Therefore, in the present invention, Mo can be contained in an amount of 0.01 to 0.15%.

Copper (Cu): 0.01-0.50%
Copper (Cu) is an element that can greatly improve the strength of the matrix phase by strengthening the solid solution in ferrite, and is an element that effectively suppresses corrosion of the base metal in a wet hydrogen sulfide atmosphere. In order to obtain the above-mentioned effects, it is preferable to contain 0.01% or more of Cu. However, if the content exceeds 0.50%, there is a high possibility of inducing star cracks on the surface of the steel material, and since it is an expensive element, there is a problem of increasing the manufacturing cost.

Therefore, in the present invention, Cu can be contained in an amount of 0.01 to 0.50%.

Nickel (Ni): 0.05 to 0.50%
Nickel (Ni) increases stacking defects at low temperatures and facilitates the development of potential cross slips, which is important for improving impact toughness and curability and increasing strength. It is an element. In order to obtain the above-mentioned effects, it is preferable to contain 0.05% or more of Ni. However, if the content is excessive and exceeds 0.50%, the curing ability may be excessively increased, and since it is an expensive element, there is a problem that the manufacturing cost is increased.

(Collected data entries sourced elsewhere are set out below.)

PR #2672, opened 2019-10-30
feat(@clayui/data-provider): adds lazy call support for `useResource`

### LINKED ISSUE #2431: Question: ClayDataProvider - Prevent refetch on variable change
## What is your question?
**1. Is there a proper way of using [`variables`](https://next.clayui.com/docs/components/data-provider.html#variables-change) without always refetching?**

For example:
```
const {resource, refetch} = useResource({
	link: fetchDocumentsSearchUrl,
	variables: {
		keywords: searchQuery
	}
});
```
where `searchQuery` is an input field value.

I'd only want to perform a fetch when a user explicitly clicks a button or enter rather than on input change. 

Delays can be set by `fetchDelay`, but I was curious if there was an option for completely preventing the fetch or if I'd have to build the `searchParams` into the `link`.

**2. Is there a way to prevent the initial fetch when the component mounts?**

Thanks!

matuzalemsteles:
Fixes #2431

See the issue for more context. I am adding the functionality of making the first request manually.

### DIFF
--- a/packages/clay-data-provider/src/useResource.ts
+++ b/packages/clay-data-provider/src/useResource.ts
@@ -19,14 +19,28 @@ import {useCache} from './useCache';
 import {timeout} from './util';
 
 interface IResource extends IDataProvider {
+	/**
+	 * Flag that tells `useResource` not to make the first request as soon as the
+	 * component is mounted, you can do it manually by calling the `get()` method
+	 * returned by the hook.
+	 *
+	 * > const {get: getPosts} = useResource({lazy: true'});
+	 */
+	lazy?: boolean;
+
 	onNetworkStatusChange?: (status: NetworkStatus) => void;
 }
+
+const warningFirstFetchMessage = `DataProvider: The first fetch has already happened, if you want to make a new fetch, use the 'refetch()' method but if you want to make the first fetch enable the 'lazy' hook mode.
+
+> const {refetch, get} = useResource({lazy: true, link: 'https://...'});`;
 
 const useResource = ({
 	fetchDelay = 300,
 	fetchOptions,
 	fetchPolicy = FetchPolicy.NoCache,
 	fetchTimeout = 6000,
+	lazy,
 	link,
 	onNetworkStatusChange: dispatchNetworkStatus = () => {},
 	pollInterval = 0,
@@ -210,6 +224,17 @@ const useResource = ({
 		doFetch();
 	};
 
+	const doFirstFetch = () => {
+		warning(firstRenderRef.current, warningFirstFetchMessage);
+
+		if (!firstRenderRef.current) {
+			return;
+		}
+
+		maybeFetch(NetworkStatus.Loading);
+		firstRenderRef.current = false;
+	};
+
 	useEffect(() => {
 		if (!firstRenderRef.current) {
 			maybeFetch(NetworkStatus.Refetch);
@@ -217,8 +242,9 @@ const useResource = ({
 	}, [debouncedVariablesChange]);
 
 	useEffect(() => {
-		maybeFetch(NetworkStatus.Loading);
-		firstRenderRef.current = false;
+		if (!lazy) {
+			doFirstFetch();
+		}
 
 		return () => {
 			// Reset the cache only if the storage reference is
@@ -231,7 +257,7 @@ const useResource = ({
 		};
 	}, []);
 
-	return {refetch: handleRefetch, resource};
+	return {get: doFirstFetch, refetch: handleRefetch, resource};
 };
 
 export {useResource};
--- a/packages/clay-data-provider/src/useResource.ts
+++ b/packages/clay-data-provider/src/useResource.ts
@@ -145,21 +145,17 @@ const useResource = ({
 		return uri;
 	};
 
-	const getUrlFormat = (
-		link: string,
-		variables: TVariables,
-		fetchOptions?: RequestInit
-	) => {
+	const getUrlFormat = (link: string, variables: TVariables) => {
 		const uri = new URL(link);
-
-		if ((fetchOptions && fetchOptions.method !== 'GET') || !variables) {
-			return uri.toString();
-		}
 
 		warning(
 			uri.searchParams.toString() === '',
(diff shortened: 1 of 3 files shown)


packages/clay-data-provider/src/useResource.ts
```diff
@@ -19,14 +19,28 @@ import {useCache} from './useCache';
...
+	 * returned by the hook.
+	 *
+	 * > const {get: getPosts} = useResource({lazy: true'});
+	 */
+	lazy?: boolean;
+
 	onNetworkStatusChange?: (status: NetworkStatus) => void;
 }
 
+const warningFirstFetchMessage = `DataProvider: The first fetch has already happened, if you want to make a new fetch, use the 'refetch()' method but if you want to make the first fetch enable the 'lazy' hook mode.
```
bryceosterhaus: I think we might want to move this to our docs rather than emit a warning. Primarily because they aren't necessarily doing anything wrong, and if they intend to already use the first fetch, they will always see this warning. wdyt?

packages/clay-data-provider/stories/index.tsx
```diff
@@ -209,4 +209,79 @@ storiesOf('Components|ClayDataProvider', module)
...
 	.add('with variables change and storage', () => (
 		<ClayDataProviderWithVariablesAndStorage />
-	));
+	))
+	.add('with lazy fetch', () => {
+		const [
+			networkStatus,
+			setNetworkStatus,
+		] = useState<NetworkStatus | null>(null);
+		const {get: getNames, resource} = useResource({
```
bryceosterhaus: need new line above

matuzalemsteles: 👍

packages/clay-data-provider/src/useResource.ts
matuzalemsteles: I think it could also be added to the documentation, but this message will only appear in some cases, for example:

- If `lazy` is not enabled, the component once assembled will make the first request and if people calls `get` the message will appear.
- If `lazy` is enabled and people calls `get` twice the message will appear.

The message was not very clear about these cases?

wincent: This doesn't seem like a very developer-friendly API. As a user, I'd be asking, why should I have two separate methods for "first lazy fetch" versus "fetch again", when they are both methods that "fetch" the data and in both cases I really just mean "go get data now"?

matuzalemsteles: Yeah at first yes, but it's weird to have the same `refetch` method that makes the first request and then the subsequent ones when a `lazy` is activated. We are changing your responsibility...

The idea of ​​`lazy` is for cases when you want to execute the query in response to a different event other than the assembly of the component. So we just run it the first time. In essence `refetch` will only be used in other cases and it changes the network status to `Refetch`.

Another approach would be to create a `useLazyResource` that has only this behavior, something similar to React Apollo's `useLazyQuery` but would still have the same idea, a `get` and `refetch`.

matuzalemsteles:
Hey @bryceosterhaus and @wincent, I'm coming back to this again. Since we are not reaching API consensus for this functionality. I've been thinking of another alternative.

Instead of using a "`lazy`" we can add a `skip` API which if the condition is `false` the request will not be made and if `true` the next call by the `refetch()` method will be made but the state of `networkStatus` will be `NetworkStatus.Refetch`.

Dependent fetching:
```js
const {resource: contributors} = useResource({
    link: 'https://clay.dev/contributors'
});

const {resource: profile} = useResource({
    link: 'https://clay.dev/contributors',
    variables: {
        id: contributors.id
    },
    skip: !contributors.id
});
```

Skip first request:
```jsx
const isMounted = useIsMounted();

const {resource: contributors, refetch} = useResource({
    link: 'https://clay.dev/contributors',
    skip: !isMounted
});

return (
    <button onClick={() => refetch()}>{'Load data'}</button>
);
```

This may cover cases of issue #2723 but the call will still have to be manual to make a new request. Maybe we can always make a new request when `skip` changes the state to `true`. What you think?

bryceosterhaus:
@matuzalemsteles what if we called it `fetchOnMount` and defaulted it to `true`? This would give a bit clearer idea of what the prop does. If we just say `skip`, people may think toggling it later in the lifecycle might do something, which I don't think it would.

Also, I still think we should remove the warning and just keep it in the docs. Warning a user when their configuration is valid seems odd. We should keep warnings for dev mishaps and errors

matuzalemsteles:
> @matuzalemsteles what if we called it fetchOnMount and defaulted it to true? This would give a bit clearer idea of what the prop does. If we just say skip, people may think toggling it later in the lifecycle might do something, which I don't think it would.

Yeah, I think you might have the impression of skip later though I think it will be pretty unlikely to do that. Maybe `fetchOnMount` is the best direction as it is simpler for this case but` skip` would help us with the dependent request although I like the approach I mentioned in the issue.

> Also, I still think we should remove the warning and just keep it in the docs. Warning a user when their configuration is valid seems odd. We should keep warnings for dev mishaps and errors

Yeah, if we don't go in the direction of this PR we won't need to add a warning but I like the idea of ​​adding warnings in the development environment I think it is a good support to help the developer use the component. It may happen that they do not know what is happening, even though we have documented it.

matuzalemsteles:
@bryceosterhaus I was analyzing this again today and one thing that worries me about adding `fetchOnMount` to disable the initial request is that we will have to expose` refetch` for the developer to use to make the first request, I don’t like it very much because it doesn't seem semantic to me, because it will behave in two ways:

- One he will make the first request and call `dispatchNetworkStatus` with `NetworkStatus.Loading`
- The next calls to the `refetch` function with `NetworkStatus.Refetch`.

Another option is to always call `dispatchNetworkStatus` with `NetworkStatus.Refetch`, the status of `onNetworkStatus` will always be `NetworkStatus.Refetch`, we can have this as a side effect... I'm not sure yet, I want to evaluate other options. Any suggestion?

kresimir-coko:
What's the status of this PR @matuzalemsteles @bryceosterhaus?

bryceosterhaus:
@kresimir-coko I'm not positive... I know we talked about moving DataProvider to be a DXP-specific component, so this may fall in line with that process as well.

bryceosterhaus:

Therefore, in the present invention, Ni can be contained in an amount of 0.05 to 0.50%, more preferably 0.10 to 0.40%, and even more preferably 0.10 to 0.30%.

Calcium (Ca): 0.0005-0.0040%
When calcium (Ca) is added after deoxidation with aluminum (Al), it binds to S forming MnS inclusions to suppress the formation of MnS, and forms spherical CaS to generate cracks due to hydrogen-induced cracking. Can be suppressed. For the above-mentioned effects, it is preferable to add 0.0005% or more of Ca, but when the content exceeds 0.0040%, Ca remaining after forming CaS binds to O and coarse oxidation occurs. There is a problem that sex inclusions are formed, which are stretched and broken during rolling to promote hydrogen-induced cracking.

Therefore, in the present invention, Ca can be contained in an amount of 0.0005 to 0.0040%.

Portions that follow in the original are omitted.